GIVEN DATA START

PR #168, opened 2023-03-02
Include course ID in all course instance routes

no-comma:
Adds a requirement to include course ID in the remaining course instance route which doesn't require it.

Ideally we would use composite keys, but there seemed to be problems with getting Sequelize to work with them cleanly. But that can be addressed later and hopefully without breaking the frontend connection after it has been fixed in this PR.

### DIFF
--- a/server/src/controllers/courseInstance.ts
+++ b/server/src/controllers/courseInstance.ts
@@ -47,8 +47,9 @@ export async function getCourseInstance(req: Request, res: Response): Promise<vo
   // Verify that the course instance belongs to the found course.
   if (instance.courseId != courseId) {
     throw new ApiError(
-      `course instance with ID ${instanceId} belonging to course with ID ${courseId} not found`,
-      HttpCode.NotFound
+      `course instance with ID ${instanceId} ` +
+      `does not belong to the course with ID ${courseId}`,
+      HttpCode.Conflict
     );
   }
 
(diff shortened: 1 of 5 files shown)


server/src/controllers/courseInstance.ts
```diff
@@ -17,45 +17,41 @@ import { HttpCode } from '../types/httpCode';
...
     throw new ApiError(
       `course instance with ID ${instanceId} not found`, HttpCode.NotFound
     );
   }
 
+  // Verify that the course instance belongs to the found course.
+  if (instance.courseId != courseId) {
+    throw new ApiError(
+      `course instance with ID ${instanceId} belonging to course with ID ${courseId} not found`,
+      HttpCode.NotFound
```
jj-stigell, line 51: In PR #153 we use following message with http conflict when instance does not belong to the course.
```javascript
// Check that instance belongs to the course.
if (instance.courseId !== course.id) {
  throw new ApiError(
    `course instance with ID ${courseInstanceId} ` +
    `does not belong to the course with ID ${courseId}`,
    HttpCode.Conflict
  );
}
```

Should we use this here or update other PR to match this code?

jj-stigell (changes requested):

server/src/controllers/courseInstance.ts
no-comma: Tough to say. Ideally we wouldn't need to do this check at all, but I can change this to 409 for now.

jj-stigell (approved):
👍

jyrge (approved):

GIVEN DATA END
GIVEN DATA START

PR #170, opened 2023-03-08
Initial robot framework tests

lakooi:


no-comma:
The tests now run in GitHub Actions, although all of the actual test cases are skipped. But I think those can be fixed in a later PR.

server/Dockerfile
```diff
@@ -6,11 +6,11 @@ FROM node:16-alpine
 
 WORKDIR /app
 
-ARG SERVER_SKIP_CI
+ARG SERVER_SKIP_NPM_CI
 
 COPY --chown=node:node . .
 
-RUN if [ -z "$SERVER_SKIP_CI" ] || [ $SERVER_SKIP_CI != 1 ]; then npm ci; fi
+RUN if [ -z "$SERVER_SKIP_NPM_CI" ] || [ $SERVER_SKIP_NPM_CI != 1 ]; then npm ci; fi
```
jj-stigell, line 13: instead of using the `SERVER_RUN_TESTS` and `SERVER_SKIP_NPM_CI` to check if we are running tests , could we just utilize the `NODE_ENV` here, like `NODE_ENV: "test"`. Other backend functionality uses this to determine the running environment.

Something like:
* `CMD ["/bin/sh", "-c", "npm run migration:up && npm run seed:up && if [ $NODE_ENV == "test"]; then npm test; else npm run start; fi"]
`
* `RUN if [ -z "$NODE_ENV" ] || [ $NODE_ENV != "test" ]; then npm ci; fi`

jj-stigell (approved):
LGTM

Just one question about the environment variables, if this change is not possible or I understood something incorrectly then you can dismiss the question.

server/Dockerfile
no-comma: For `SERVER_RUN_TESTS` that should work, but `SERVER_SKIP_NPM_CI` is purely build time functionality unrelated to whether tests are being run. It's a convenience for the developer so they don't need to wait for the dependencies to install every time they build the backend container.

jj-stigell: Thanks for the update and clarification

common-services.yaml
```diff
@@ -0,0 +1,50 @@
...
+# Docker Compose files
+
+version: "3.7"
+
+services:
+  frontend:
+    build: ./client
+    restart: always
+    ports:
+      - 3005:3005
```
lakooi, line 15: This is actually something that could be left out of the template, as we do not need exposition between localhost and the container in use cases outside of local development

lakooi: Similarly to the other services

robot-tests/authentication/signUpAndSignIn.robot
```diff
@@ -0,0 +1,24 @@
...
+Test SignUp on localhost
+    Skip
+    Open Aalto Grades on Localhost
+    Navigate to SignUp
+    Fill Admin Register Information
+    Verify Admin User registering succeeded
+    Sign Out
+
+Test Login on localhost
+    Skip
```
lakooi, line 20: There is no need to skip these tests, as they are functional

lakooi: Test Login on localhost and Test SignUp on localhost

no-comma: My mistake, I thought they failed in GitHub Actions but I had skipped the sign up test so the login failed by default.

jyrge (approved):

GIVEN DATA END

WHAT IS REQUIRED ->
Find the word "Admin" in the records, and report each line that has it.

TASK SOLUTION ->
+    Fill Admin Register Information
+    Verify Admin User registering succeeded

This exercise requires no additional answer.